» Material for this exercise
--- START ---

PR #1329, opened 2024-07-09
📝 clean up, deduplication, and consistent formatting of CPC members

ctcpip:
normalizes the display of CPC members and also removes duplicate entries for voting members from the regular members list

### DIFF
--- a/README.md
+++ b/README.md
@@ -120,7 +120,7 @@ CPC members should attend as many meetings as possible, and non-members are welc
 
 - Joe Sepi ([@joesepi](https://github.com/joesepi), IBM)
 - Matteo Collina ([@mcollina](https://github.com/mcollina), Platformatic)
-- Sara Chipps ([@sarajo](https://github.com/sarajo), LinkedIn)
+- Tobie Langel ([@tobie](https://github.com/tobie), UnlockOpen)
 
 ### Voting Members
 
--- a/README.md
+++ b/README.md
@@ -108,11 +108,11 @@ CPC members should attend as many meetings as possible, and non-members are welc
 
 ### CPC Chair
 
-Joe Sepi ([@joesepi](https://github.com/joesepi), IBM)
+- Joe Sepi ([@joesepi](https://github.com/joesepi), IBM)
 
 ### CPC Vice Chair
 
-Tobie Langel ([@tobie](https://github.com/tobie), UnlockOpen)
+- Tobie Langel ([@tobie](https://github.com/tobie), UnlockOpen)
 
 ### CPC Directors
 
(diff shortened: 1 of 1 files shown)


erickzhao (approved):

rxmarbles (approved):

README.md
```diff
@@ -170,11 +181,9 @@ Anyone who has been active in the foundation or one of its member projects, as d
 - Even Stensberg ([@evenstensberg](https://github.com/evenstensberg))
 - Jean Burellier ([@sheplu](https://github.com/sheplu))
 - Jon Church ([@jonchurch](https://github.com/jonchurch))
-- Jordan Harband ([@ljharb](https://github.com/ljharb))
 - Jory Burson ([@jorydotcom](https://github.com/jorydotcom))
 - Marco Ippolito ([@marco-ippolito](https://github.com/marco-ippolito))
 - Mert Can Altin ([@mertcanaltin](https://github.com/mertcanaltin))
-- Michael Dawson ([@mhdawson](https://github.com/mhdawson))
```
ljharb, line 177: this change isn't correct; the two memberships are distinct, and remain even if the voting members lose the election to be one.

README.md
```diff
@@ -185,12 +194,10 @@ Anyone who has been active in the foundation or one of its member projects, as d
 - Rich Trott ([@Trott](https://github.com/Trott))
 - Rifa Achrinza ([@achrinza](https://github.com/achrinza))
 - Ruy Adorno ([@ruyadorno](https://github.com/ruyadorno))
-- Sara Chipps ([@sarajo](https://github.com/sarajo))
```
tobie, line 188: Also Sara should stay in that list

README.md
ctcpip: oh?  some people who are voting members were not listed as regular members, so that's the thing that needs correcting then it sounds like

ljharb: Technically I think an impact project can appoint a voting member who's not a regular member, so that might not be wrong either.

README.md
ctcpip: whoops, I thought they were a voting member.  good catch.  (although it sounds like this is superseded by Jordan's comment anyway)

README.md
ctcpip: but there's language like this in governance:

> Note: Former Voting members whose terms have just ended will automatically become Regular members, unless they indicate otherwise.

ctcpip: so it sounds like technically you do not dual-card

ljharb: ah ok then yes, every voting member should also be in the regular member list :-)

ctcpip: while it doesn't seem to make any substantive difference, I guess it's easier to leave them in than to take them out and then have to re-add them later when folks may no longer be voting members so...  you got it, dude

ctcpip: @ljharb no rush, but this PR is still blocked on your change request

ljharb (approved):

--- END ---

» Goal of the exercise
Reproduce only the lines between the line containing "ctcpip: @ljharb no" and the last line of the records, those two lines included, exactly.

» Result below
ctcpip: @ljharb no rush, but this PR is still blocked on your change request

ljharb (approved):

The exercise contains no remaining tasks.